Prophetically, he added: "I hope that you will bring your son up properly and make sure he doesn't have any such involvement [with drugs]." Armed with such information, residents from each of the 80 houses in Jauncey Street felt compelled to call for the couple's removal.

"It just isn't safe for our kids to play in the street while John Bates is living here," Brian Brown, one of the petition's organisers, said yesterday.

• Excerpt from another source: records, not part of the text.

PR #244, opened 2019-02-19
Add a script that performs vector reconstruction

xylar:
The script requires that `coeffs_reconstruct` has been stored in a NetCDF file.  This is most easily accomplished by adding a stream to the run (in froward mode):
```xml
<stream name="vector_reconstruction"
        clobber_mode="truncate"
        type="output"
        output_interval="0000-00-00_00:00:01"
        filename_template="vector_reconstruction.nc">

    <var name="coeffs_reconstruct"/>
</stream>
```
and running for one time step.


xylar:
@maltrud, this is supposed to help you with reconstructing zonal and meridional components of the bolus velocity, as you requested.

This script should run just fine in the e3sm-unified environment on whichever machine you're using.  Let me know if that gives you trouble.

You'll need to download [vector_reconstruction_oEC60to30v3.nc](https://drive.google.com/open?id=1ZodrZQC_byms31wYzYVDc9IkEagQf_bM) which I've put on my Google Drive for lack of anywhere else to store it permanently.  If this isn't just a one-off, it would be good to find a place to keep these kinds of things.

Usage is something like:
```bash
./vector_reconstruction.py -m mpaso.rst.0501-01-01_00000.nc -i mpaso.hist.am.timeSeriesStatsMonthly.0001-01-01.nc -w vector_reconstruction_oEC60to30v3.nc -v timeMonthly_avg_normalVelocity --outVariables velocity -o reconstructed.nc
```
The resulting NetCDF file looks like:
```
$ ncdump -h reconstructed.nc | more
netcdf reconstructed {
dimensions:
	Time = 1 ;
	nCells = 235160 ;
	nVertLevels = 60 ;
variables:
	double velocityX(Time, nCells, nVertLevels) ;
		velocityX:_FillValue = 9.96920996838687e+36 ;
	double velocityY(Time, nCells, nVertLevels) ;
		velocityY:_FillValue = 9.96920996838687e+36 ;
	double velocityZ(Time, nCells, nVertLevels) ;
		velocityZ:_FillValue = 9.96920996838687e+36 ;
...
```
You should be able to figure out what the flags are with `./vector_reconstruction.py --help` but let me know if it's not clear.

Most importantly, please let me know if you need different functionality.  For example, the script doesn't try to read in or write out multiple NetCDF files right now.  It doesn't try to append the new variables to an existing file.  It doesn't try to copy any attributes from the original field.  If some other behavior would be more convenient, let me know.

xylar:
## Testing

I verified that zonal and meridional velocities reconstructed with the tool look visually identical (in ParaView) to those computed in the model.  I didn't try to compute the difference between the two, but presumably they won't be identical due to order of operations.

xylar:
@mgduda, @akturner  and @matthewhoffman, I'm not sure if you have any interest in this but I wrote it to be general enough to work with any field where the MPAS vector reconstruction code is used.  

I made a framework directory and put this script directly there, but I'm open to other organization if you prefer.

framework/vector_reconstruction.py
```diff
@@ -0,0 +1,201 @@
...
+field, given the field on edge normals.
+
+This tool requires that the field 'coeffs_reconstruct' has been saved to a
+NetCDF file.  The simplest way to do this is to include the following stream
+in a forward run:
+
+<stream name="vector_reconstruction"
+        clobber_mode="truncate"
+        type="output"
+        output_interval="0000-00-00_00:00:01"
```
mgduda: If the coefficients don't change in time, I think one could also just use `output_interval="initial_only"`.

mgduda:
This looks really helpful! Would it make sense to name the new directory `operators/`, since the vector reconstruction code in the model is found in the `src/operators/` directory?

framework/vector_reconstruction.py
xylar:
```suggestion
        output_interval="initial_only"
```

xylar:
@mgduda, I'll rename the directory as you suggest.  I just incorporated the other change you suggested.  thanks very much!

xylar:
@maltrud, do you have time to try this out?

xylar:
@mark-petersen and @maltrud, could you test and/or approve this PR?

"On Friday, this street was full of kids playing. But once the news came through that he was back, it became empty. No one will let their kids out. These people have tried to shoot him once and Dillon got in the way; what if they tried it again and hit one of our children?" Another of the petition's organisers, a woman who refused to be named, said copies would be sent to the police, Mrs Patel and the local Labour MP, Brian Iddon.

"We don't want to make them homeless. We just want them to accept the safe house the police have offered them," said the organiser. However, she also said she didn't want them to return.

"If they refuse to go, then we will move on to the next step - nothing violent, no bricks through windows, but a demonstration, perhaps a sit- down, in front of the house."

As police enquiries continued yesterday, the lack of an arrest was matched only by the absence of calls for calm or understanding. Inside 4 Jauncey Street is a young mother who has lost a son and whose second baby is in hospital being weaned off heroin. Meanwhile, she is fighting her own addiction with nothing more to look forward to than eviction.